Sore itu, orang tua ringkih berbelanja, dan ngobrol dengan saya, dia berkisah dulu ketika tempat dimana kami tinggal masih berupa sawah, sepi dan tak ada nyala lampu, hanya sinar rembulan atau bintang gemintang di langit, saya ' mengatur air subak itu disini, sendiri.
Saya biasa melakukan itu, saya tanya, apakah tidak takut? Tidaklah, paling ketakutan saya adalah adanya ular maupun hewan melata lainnya, di tempat ini, jawabnya ringan, sambil mengisap rokok kesukaannya.
Namun, katanya menambahkan, bagi mereka yang memiliki kepekaan tinggi, akan dapat sinyal , sinyal-sinyal itu bisa dalam bentuk bisa bulu kuduk berdiri, atau mendengar suara , nyanyian, dan ketawa, atau ada tangisan. Di sekitar tempat ini, katanya tersenyum. Kata banyak orang tanah ini angker, pak ya? tanya saya, ya jawabnya singkat.

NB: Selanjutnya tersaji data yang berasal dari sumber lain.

PR #698, opened 2026-07-29
cbitp: write derived constants back into the formula

TrevorHansen:
Constant bit propagation regularly proves interior nodes constant under the assumption that the top is true, but the write-back rejected any fact whose defining proposition already appeared inside the top — and the proposition usually folds straight back to the very conjunct the information came from (`EQ(node, const)` simplifies to the asserted equality), so almost nothing was ever written back.

Dropping that rejection alone turns out to be a no-op: every top-level conjunct is itself a boolean node fixed to true, so each conjunct is erased by the replacement (`conjunct → TRUE`) and then restored verbatim by the conjoined fact, masking the term-level substitutions underneath it.

Instead, this collects the boolean facts first and rewrites them with the discovered term-level constants before conjoining:

- **Term facts** are conjoined verbatim. They are built from the original (pre-replacement) nodes and conjoined after the replacement runs over the top, so `top ⟺ top[n:=c] ∧ (n=c)` holds whether or not the equality already appears inside the top.
- **Boolean facts** are rewritten with the term constants before being conjoined. This is justified because the term facts are conjoined verbatim, and a term fact is never written into its own defining equality. A boolean fact the constants don't change, and that the top already contains, is left in place — same as the old guard, avoiding erase-and-restore churn.
- The conjoined facts are sorted by expression number and deduplicated, so the output doesn't depend on the fixed-bits map's iteration order.

### Example

```smt2
(assert (not (bvsgt #x00000000 x)))
(assert (= ((_ extract 31 31) x) #b0))
(assert (not (= x (bvneg (bvadd x (bvmul x (concat ((_ extract 31 1)
   (bvadd #xFFFFFFFF (concat (_ bv0 31) ((_ extract 31 31) x)))) #b0)))))))
(assert (= #b1111111111111111111111111111111 ((_ extract 31 1)
   (bvadd #xFFFFFFFF (concat (_ bv0 31) ((_ extract 31 31) x))))))
```

cbitp fixes bit 31 of x from the second assert and derives that the whole `bvadd/extract/concat` chain is constant, making the multiplier `#xFFFFFFFE`. Previously all of that was discarded and the problem went to the SAT solver. Now the constants are written in, and the word-level simplifications finish the job: `x + x·#xFFFFFFFE = -x`, the double negation cancels, and the query collapses to false before bit-blasting.

### Validation

- 2500-file fuzzed-corpus differential sweep against the previous build: all answers agree, no skips.
- Assertion-enabled build (with counterexample construction) clean over all 2500 corpus files plus the motivating instance.
- Coarse timing over 300 corpus files within noise.
- `answer_diff` over the 40-file real-benchmark corpus is still running; I'll post the result as a comment.

Node counts can grow slightly on some inputs (~5% post-pipeline on one Sydr benchmark, neutral elsewhere sampled) because the conjoined facts substitute only term constants while the top substitutes everything, so rewritten copies share less structure. The existing difficulty-score reversion still guards the net-harm case.

### DIFF
--- a/lib/Simplifier/constantBitP/ConstantBitPropagation.cpp
+++ b/lib/Simplifier/constantBitP/ConstantBitPropagation.cpp
@@ -33,8 +33,10 @@ THE SOFTWARE.
 #include "stp/Simplifier/constantBitP/ConstantBitP_MaxPrecision.h"
 #include "stp/Simplifier/constantBitP/ConstantBitP_TransferFunctions.h"
 #include "stp/Simplifier/constantBitP/ConstantBitP_Utility.h"
+#include <algorithm>
 #include <fstream>
 #include <iostream>
+#include <vector>
 
 using std::endl;
 using std::cout;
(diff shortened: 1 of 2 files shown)


TrevorHansen:
Pushed a second commit that restructures the fact rewriting per review discussion: instead of rewriting the boolean facts with a separate term-constants map, everything — the top and every fact — is rewritten with the full replacement map, sharing one cache. A fact's own map entry can't erase the fact because its rewrite starts at the node's **children**, and a node is never its own descendant. This gives "full map minus self" semantics with a single shared memo, restores DAG sharing (the ~5% node growth is gone), and lets boolean facts discharge into each other as well.

Numbers: the motivating example now leaves 15 nodes after the first cbitp pass (was 17 with the first commit, 23 unchanged before); on the Sydr `predicate_593` benchmark the first pass leaves 26242 nodes vs 48691 pristine (the first commit had regressed this to 51635).

Also added `tests/query-files/simplification-tests/cbitp_writeback.smt2`: run with `--exit-after-CNF`, so it only answers `unsat` if the simplifications alone collapse the query — the pristine binary prints nothing.

Revalidated on the new commit: 2500-file differential sweep all agree (0 skips), assertion+counterexample build clean over 800 corpus files, motivating instance and sat spot-checks give valid models.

Dia bercerita panjang lebar. Tanah ini awalnya sawah, pemiliknya, adalah seorang ibu, yang telah lama menjanda, dia tua ringkih, anak-anak berminat membaginya, kesepakatan sawah satu hektar itu dikavling- kavling. bagian anak-anaknya kemudian dijual, serta banyak orang yang membelinya.
Kavlingan tempat duduk kita ini, sebuah pohon bekul, tumbuh subur menjulang tinggi, gagah dengan buah , serta duri yang tajam, sehingga tak banyak orang berminat untuk memetiknya.

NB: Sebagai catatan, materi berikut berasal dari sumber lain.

PR #702, opened 2026-07-31
Seed the ground-path square root without overflowing

aytey:
#680 added `isqrt64` to seed the ground-path collapse's backward hint chain. Its Newton seed `(n + 1) / 2` overflows to zero at `n == UINT64_MAX`, and the next iteration then divides by it.

`hintBackStep` calls it for a `(bvmul t t)` step of width 64, so any chain whose back-propagated target is all-ones takes a SIGFPE inside `RemoveUnconstrained`. That needs nothing but plain QF_BV — no floating point, no arrays — and crashes master today, 2.4.0 included:

```smt2
(set-logic QF_BV)
(declare-fun x () (_ BitVec 64))
(assert (= (bvmul (bvlshr x #x0000000000000001) (bvlshr x #x0000000000000001)) #xffffffffffffffff))
(check-sat)
```

```
$ stp --SMTLIB2 crash.smt2 ; echo $?
136
```

(136 is a hardware trap, so there is no assertion text.)

Fixed here by seeding with `n / 2 + (n & 1)`: the same `ceil(n/2)` without the overflow. Every smaller `n` keeps the seed it had, so no existing result — or the CNF built from it — moves, and `UINT64_MAX` now returns the exact root `2^32 - 1`. Checked against the old function over ~11M inputs.

Two regression tests, both SIGFPE without the fix: a unit test that back-propagates all-ones through a width-64 square and checks the recovered root is really used, and `unconstrained-ground-path3.smt2`.

Found by a murxla campaign that was fuzzing a downstream floating-point branch; the trace was FP-heavy but minimises to this bit-vector core, and the crashing code is FP-free.

### DIFF
--- a/lib/Simplifier/AchievableImage.cpp
+++ b/lib/Simplifier/AchievableImage.cpp
@@ -183,11 +183,15 @@ uint64_t isqrt64(uint64_t n)
 {
   if (n == 0)
     return 0;
-  uint64_t x = n, y = (x + 1) / 2;
+  // The Newton seed is ceil(n/2), written so that it can't overflow:
+  // (n + 1) / 2 wraps to zero at n == UINT64_MAX, and the first
+  // iteration then divides by it. Every smaller n gets the same seed,
+  // so no other input's result moves.
+  uint64_t x = n, y = n / 2 + (n & 1);
   while (y < x)
   {
     x = y;
-    y = (x + n / x) / 2;
+    y = (x + n / x) / 2; // x >= isqrt(n) here, so n / x <= x: no overflow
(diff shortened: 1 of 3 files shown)


aytey:
Might be worth a 2.4.1 maybe, given this is ~~likely~~ a regression.

TrevorHansen (approved):

TrevorHansen:
> Might be worth a 2.4.1 maybe, given this is ~likely~ a regression.

Nice work finding this. Yes, agreed it's a good idea to do a new release.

Tempat pohon bekul itu tumbuh pun laku terjual, dibeli orang dari desa lain. Tempat di depan dan strategis. Bagi pemilik baru tanah itu mau dibangunin rumah, kos-kosan, karena dekat dengan kampus, pasti laku begitulah pikiran si empunya.

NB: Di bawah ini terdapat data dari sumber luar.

PR #720, opened 2026-08-02
Move the bit-blasted-encoding comparison into propagator_bench

TrevorHansen:
Replaces `tools/measure_constantbitprop` with `--bcp-check` on `propagator_bench`, and extends it into an arc-consistency checker for the bit-blasted encoding. 16 files, +810/−568.

Five commits:

| | |
| --- | --- |
| `5e976df4` | move the comparison into `propagator_bench`, delete the old tool |
| `b27550f0` | `--cnf` — choose how the CNF being propagated over is generated |
| `1a593b04` | **bug fix**: variable elimination was hiding the bits being counted |
| `103268f3` | `--bcp-exhaustive` — arc consistency, contradictory cases included |
| `8cc4283f` | fix a dangling reference gcc 13 rejects |

## The question it preserves

`measure_constantbitprop` asked something no other harness asks. STP bit-blasts to CNF and calls a SAT solver anyway, so a word-level propagator only earns its keep by fixing bits that boolean constraint propagation over the same circuit would not have fixed on its own.

That is a *different* question from the one `propagator_bench` already answers. The precision verdict asks whether a **better** propagator could exist — the reference is the ideal. This asks whether the one we have is **worth running** — the reference is the practical alternative.

So it becomes a third oracle for the cbitp domain rather than a fourth domain. `--bcp-check N` encodes `op(children) = result` once per row, then per case asserts the known bits as unit clauses and counts what comes out fixed at decision level zero. `--bcp-budget` caps it; the `ns/call` column stays the propagator's.

## Why the old tool only ever measured bvsge

Its `Functions` table had every entry but `bvsge` commented out, and `BBAsProp.h` could only express two same-width children and one result. Three things had to change:

* **The ArrayTransformer runs before bit-blasting.** `sbvdiv`, `sbvrem` and `sbvmod` are rewritten first, so encoding them the old way would have hit an unhandled kind.
* **Bits that never reached the CNF** carry a sentinel rather than a variable number in the map `addVariables()` builds, and must be skipped rather than asserted.
* **Structural children** (extract bounds, extend widths) are constants in the encoded node, so they are neither asserted nor counted. That also lets `extract` and the extends be checked here, which `maxPrecision()` cannot do.

It also drops a coupling: `BBAsProp` dereferenced `GlobalSTP->arrayTransformer`, which is why #717 had to patch `measure.cpp`. `Bcp.cpp` builds its own `ArrayTransformer` like `maxPrecision()` does.

## The bug, and what it invalidated

`getFixedCountWithAssumptions()` called CryptoMiniSat's `simplify()` before adding the assumptions, and `simplify()` runs **bounded variable elimination**. An eliminated variable never appears in `get_zero_assigned_lits()`, so a bit that unit propagation *does* imply read as not deduced whenever BVE had removed its variable.

The test that exposes it: `bvand` at width 32 with every input bit known and the output unknown. Unit propagation over arc-consistent AND clauses **must** fix all 32 output bits. It reported 27 with plain Tseitin and 30 with the default CNF; with `set_no_bve()`, all six settings report 32.

The shortfall always lands on the BCP side, so it reads exactly like a propagator advantage. **`measure_constantbitprop` had the same bug through the same function**, so its published 17.17x for `bvsge` was wrong for as long as the tool existed.

## Results, width 16, 50% fixed, both-ways

| op | BCP bits | cbitp bits | ratio |
| --- | --- | --- | --- |
| `bvsrem` | 0.685 | 2.560 | 3.74x |
| `bvsmod` | 0.480 | 1.685 | 3.51x |
| `bvsdiv` | 2.460 | 6.490 | 2.64x |
| `bvurem` | 1.675 | 2.875 | 1.72x |
| `bvadd` | 3.235 | 4.340 | 1.34x |
| `bvsub` | 3.345 | 4.325 | 1.29x |
| `bvult` | 0.195 | 0.245 | 1.26x |
| `bvashr` | 8.115 | 10.165 | 1.25x |
| `bvshl` | 8.945 | 10.005 | 1.12x |
| `bvlshr` | 9.005 | 9.960 | 1.11x |
| `bvmul` | 1.470 | 1.565 | 1.06x |
| `bvudiv` | 6.380 | 6.435 | 1.01x |
| `bvand`, `bvor`, `bvxor`, `bvnot` | — | — | **1.00x** |
| `eq`, `ite`, `concat`, `extract`, both extends | — | — | **1.00x** |

And `bvsge` at width 65, the old tool's configuration: 0.17 vs 0.21 bits, **1.2x** at 50% fixed (not 17.2x).

**Most operations are at or near 1.0x** — for those the word-level propagator adds nothing the SAT solver would not have found; it earns its keep by letting word-level simplification see the constants earlier, before any CNF exists. The signed division family is the only large margin.

## Arc consistency

`--bcp-check` samples, and every case it draws is built from a solution, so it never asks whether propagation *detects a contradiction*. `--bcp-exhaustive W` does both halves: every combination of fixed and unfixed bits, contradictory ones included, against a brute-forced ideal. A row is `yes` only if nothing is left underived, no contradiction is missed, and nothing is fixed that the ideal does not fix.

`getFixedCountWithAssumptions()` now takes a `conflict` out-parameter to report this — `add_clause()` propagates a unit at level zero as it adds it, so its `false` return is exactly unit propagation deriving the empty clause.

For `bvand` at width 4 — all 531441 partial assignments, of which **336960 have no solution** — every one of the six `--cnf` settings is arc-consistent: 0 incomplete, 0 missed conflicts. About 45s per setting.

The negative control, at width 3 with the default CNF, is what makes that worth anything:

| op | verdict | incomplete | missed conflicts |
| --- | --- | --- | --- |
| `bvand`, `bvxor` | yes | 0 | 0 |
| `bvadd` | **NO** | 820 | 12 |
| `bvmul` | **NO** | 730 | 128 |
| `bvudiv` | **NO** | 3220 | 61 |
| `bvult` | **NO** | 162 | 0 |

Exactly the expected split: bit-independent operations are arc-consistent, carry chains and global relations are not.

## `--cnf`

Picks the generator — `simple` (plain Tseitin) or the five `cnf_effort` levels — and the row reports clause and variable counts so size and strength read together. For `bvand` the setting changes the encoding size by **2.1x** (959 clauses against 451 at width 64) and its propagation strength **not at all**: all six deduce identically at every width, which is what the arc-consistency of the Tseitin AND clauses predicts. It is a size/time knob, not a propagation knob.

## Also removed

`BBAsProp.h` and `StopWatch.h`, whose last user this was. `include/stp/Util/` no longer holds any test scaffolding.

## CryptoMiniSat

`getFixedCountWithAssumptions` is a `CryptoMiniSat5` method, so `Bcp.cpp` compiles to a stub without it and both options are refused at the command line rather than quietly reporting nothing:

```
$ propagator_bench --bcp-check 10     # in a -DNOCRYPTOMINISAT=ON build
propagator_bench: --bcp-check/--bcp-exhaustive need a build with CryptoMiniSat (configure with -DNOCRYPTOMINISAT=OFF)
$ echo $?
1
```

## Testing

Clean configure with the `Extra tools` CI flags: warning-free under `WERROR`, `ctest` 70/70. Also built with `-DNOCRYPTOMINISAT=ON` for the stub path. Text, CSV and HTML output all carry the new figures.

Full write-ups in `bench-hard/reports/2026-08-02-cbitp-vs-bitblasted-propagation.md` and `2026-08-02-cnf-effort-vs-propagation.md`.


TrevorHansen:
Two follow-up commits, one of which is a correction to the numbers in the PR description above.

**`--cnf` (b27550f0)** lets `--bcp-check` choose how the CNF it propagates over is generated — `simple` (plain Tseitin) or the five `cnf_effort` levels — and reports clause/variable counts so size and strength read together.

**`set_no_bve()` (1a593b04) is a bug fix, and it invalidates the ratios in the description.** `getFixedCountWithAssumptions()` called CryptoMiniSat's `simplify()` before adding the assumptions, and `simplify()` runs bounded variable elimination. An eliminated variable never appears in `get_zero_assigned_lits()`, so a bit that unit propagation *does* imply read as not deduced whenever BVE had removed its variable.

The test that exposes it: `bvand` at width 32 with every input bit known and the output unknown. Unit propagation over arc-consistent AND clauses must fix all 32 output bits. It reported 27 (Tseitin) and 30 (default); with BVE off, all six settings report 32.

The shortfall always lands on the BCP side, so it looks exactly like a propagator advantage. Corrected figures at width 16:

| op | was | is |
| --- | --- | --- |
| `bvsdiv` | 39.3x | 2.64x |
| `bvudiv` | 26.8x | 1.01x |
| `bvand` | 1.6x | 1.00x |
| `bvsge` (width 65) | 17.2x | 1.2x |

The real picture: most operations are at or near **1.0x** — `bvand`, `bvor`, `bvxor`, `bvnot`, `eq`, `ite`, `concat`, `extract` and both extends are identical to three decimals, and `bvudiv`/`bvmul` are within rounding of it. The signed division family is the only large margin (`bvsrem` 3.74x, `bvsmod` 3.51x, `bvsdiv` 2.64x); addition and the shifts sit at 1.1x–1.35x.

Note this means **`measure_constantbitprop` had the same bug**, through the same function — its published 17.17x for `bvsge` was wrong for as long as the tool existed. Reproducing that number during the port looked like evidence the measurement had survived; it was evidence the bug had.

It also erased the apparent differences between CNF settings, since each encoding gave BVE different opportunities. With it fixed, all six settings encode `bvand` equally well — byte-identical to the propagator at every width — which is what the arc-consistency of the Tseitin AND clauses says must happen.

Full write-ups in `bench-hard/reports/2026-08-02-cnf-effort-vs-propagation.md` and the corrected `2026-08-02-cbitp-vs-bitblasted-propagation.md`.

Karena untuk dibangun, pohon bekul itu pun mengalami nasib naas, harus ditebang, begitu keputusan. Entah apa yang terjadi
Tukang tebang pohon yang sudah siap membawa gergaji kayu (sensor) namun ketika berada di bawah pohon itu, ia tak berani menebangnya, tidak hanya sekali, sudah beberapa kali.
Tak salah memang, kalau banyak orang berpikir bahwa pohon bekul itu seolah-olah tidak mau pergi, dia tetap bertahan. Para tukang sensor itu kadang melihat ada ular, atau hal-hal aneh lainnya yang kerap membangunkan bulu kuduknya, merinding. Suara tangisan dan masakan enak berdesir menusuk hidung, padahal tak ada yang memasak di tempat itu.
Kisah horor pun berhamburan, menghiasi ruang publik. Menjadi santapan ibu-ibu dan bapak-bapak, obrolan warung kopi.